In practice, we tend to compromise since we are seeking only actionable experiences that are frequent or important enough to make a difference and that can be remediated. Yet, even given such restrictions, we are still tapping episodic or autobiographical memories that are relatively free of excessive halo effects because the respondent must “relive” the experience in order to provide a response.
Our data matrix is not random but reflects an underlying dynamics that creates blocks of related rows and columns. In order to simplify this discussion we can restrict ourself to feature usage. For example, sports fans must watch live events in high definition. One’s fanaticism is measure by the breadth and frequency of events watched. It is easy to image a block in our data matrix with sport fans as the rows, sporting events as the columns and frequency as the cell entries. Kids in the household along with children’s programming generate another block, and so on. To be clear, we co-cluster or bicluster the rows and columns simultaneously for it is their interaction that creates clusters.

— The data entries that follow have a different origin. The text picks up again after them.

PR #3512, opened 2017-08-10
OOM / SO exception counter

Cellule:
Keep a counter of OOM and S/O exceptions to help diagnose crash dumps.

---
This change is [Reviewable](https://reviewable.io/reviews/microsoft/chakracore/3512)

### DIFF
--- a/lib/Runtime/Language/JavascriptExceptionObject.h
+++ b/lib/Runtime/Language/JavascriptExceptionObject.h
@@ -195,6 +195,12 @@ namespace Js
         Field(JavascriptExceptionObject*) next;  // to temporarily store list of throwing exceptions
 
         PREVENT_COPY(JavascriptExceptionObject)
+    public:
+#if DBG
+        // Count how many Out of Memory and Stack overflow exceptions happened during the execution
+        static uint oomExceptionCount;
+        static uint soExceptionCount;
+#endif
     };
 
     class GeneratorReturnExceptionObject : public JavascriptExceptionObject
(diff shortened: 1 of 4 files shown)


Cellule:
@Microsoft/chakra-developers Can someone review this please ?

agarwal-sandeep:
Do you just want to know that OOM/SO happened? How is the counter helping in debugging?

Cellule:
I want to know that an exception of this type happened. I thought about making it a bool, but a counter could be helpful.
The main reason is that when I look at a dump, I want to help direct my attention to the fact that an OOM or SO exception happened or not to end up in this state.

Most likely the user will do something like
```js
try {
  doSomethingThatOOMs()
} catch (e) {
}
OtherOperationThatCrashes()
```
Since we have the dump at `OtherOperationThatCrashes` and not at `doSomethingThatOOMs` it's hard to pinpoint what could have caused us to get into this state.

lib/Runtime/Language/JavascriptExceptionObject.h
```diff
@@ -195,6 +195,12 @@ namespace Js
         Field(JavascriptExceptionObject*) next;  // to temporarily store list of throwing exceptions
 
         PREVENT_COPY(JavascriptExceptionObject)
+    public:
+#if DBG
+        // Count how many Out of Memory and Stack overflow exceptions happened during the execution
+        static uint oomExceptionCount;
+        static uint soExceptionCount;
+#endif
```
LouisLaf: Don't you want this on the scriptContext?  Otherwise, all it's telling you was that in the past few hours, since the crawler run started, some site got an OOM/SO...

Cellule: Good point

PR #3281, opened 2026-06-27
feat(attendance): add report digest policy settings

zensgit:
## Summary
- add dormant `attendanceReportDigestPolicy` settings with default-off report digest subscription config
- wire the shape through `DEFAULT_SETTINGS`, `normalizeSettings`, `mergeSettings`, and the settings PUT schema
- add a real PUT/GET wire-lock integration test for full shape, top-level and nested partial merges, and supplied-invalid rejects

## Verification
- `node -c plugins/plugin-attendance/index.cjs`
- `pnpm --filter @metasheet/core-backend type-check`
- `pnpm --filter @metasheet/core-backend exec vitest --config vitest.integration.config.ts run tests/integration/attendance-plugin.test.ts -t "attendanceReportDigestPolicy" --reporter=dot` (local no-DB skip; CI is the real DB gate)
- `git diff --check`

## Notes
- Stacked on #3275 (RD-0 design-lock).
- RD-1 is latent only: no scheduler registration, no outbox writes, and no delivery worker path reads this setting yet.

PR #3282, opened 2026-06-27
feat(attendance): add report digest period builder

zensgit:
## Summary
- add pure RD-2 report-digest helpers for previous-complete daily/weekly/monthly periods
- add monthly day-of-month clamp helper for future scheduler wiring
- add compact digest payload builder that emits summary/request totals only, not raw records

## Scope
- stacked on #3281 / RD-1
- pure helpers + tests only
- no scheduler, worker, outbox, or runtime producer reads this policy yet

## Verification
- `node -c plugins/plugin-attendance/index.cjs`
- `pnpm --filter @metasheet/core-backend exec vitest run tests/unit/attendance-report-digest-policy.test.ts --watch=false`
- `git diff --check`

### DIFF
--- a/packages/core-backend/tests/unit/attendance-report-digest-policy.test.ts
+++ b/packages/core-backend/tests/unit/attendance-report-digest-policy.test.ts
@@ -1,0 +1,148 @@
+import { describe, expect, it } from 'vitest'
+
+const attendancePlugin = require('../../../../plugins/plugin-attendance/index.cjs')
+const helpers = attendancePlugin.__attendanceReportDigestForTests as {
+  buildAttendanceReportDigestPayload: (input: {
+    cadence?: string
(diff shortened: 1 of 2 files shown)


zensgit:
RD-2 verification note:

- Pure period/payload helper only; no scheduler, worker, outbox, or runtime producer reads this policy yet.
- Local verification:
  - `node -c plugins/plugin-attendance/index.cjs`
  - `pnpm --filter @metasheet/core-backend exec vitest run tests/unit/attendance-report-digest-policy.test.ts --watch=false` → 7/7
  - `git diff --check`
- CI: `pr-validate` green.
- Self-review tightening added before final push: invalid timezone now fails closed instead of relying on Intl fallback / UTC behavior.

PR #3295, opened 2026-06-27
fix(multitable): narrow T9-W Tier 1 sheet_config revert to update+mapped-keys (#3264 follow-up)

zensgit:
## Summary

Follow-up to **#3264** (merged with a [P1]): the T9-W Tier 1 flag-on path keyed off `rev.entity_type === 'sheet_config'` **alone**, bypassing `classifyRevert`'s action/key gating. A forged sheet_config revision with `action='create'|'delete'` (Tier 3 un-create, **held** by #3254) or unknown `changed_keys` was surfaced as confirmable (preview `opKind='safe'`) and skipped the execute 422 — executing an update-shaped revert + appending a restore revision, **violating #3254's hold on Tier 3/4**.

The underlying dynamics responsible for the co-clustering of the rows and the columns can be called a latent feature. It is latent because it is not directly observed, and like factor analysis, we will name the latent construct using coefficients or loadings reflecting its relationships to the observed columns. “Feature” was chosen due to the sparsity of the coefficients with only a few sizeable values and the remaining close to zero. As a result, we tend to speak of co-clustering rows and columns so that “latent feature” seems more appropriate than latent variable.
You can find an example analysis of a feature usage inventory using the R package NMF in a previous post. In addition, all the R code needed to run such an analysis can be found in a separate post. In fact, much of my writing over the last several months has focused on NMF, so you may wish to browse. There are other alternatives for biclustering in R, but nonnegative matrix factorization is such an easy transition from principal component analysis and mixture modeling that most should have little trouble performing and interpreting the analysis.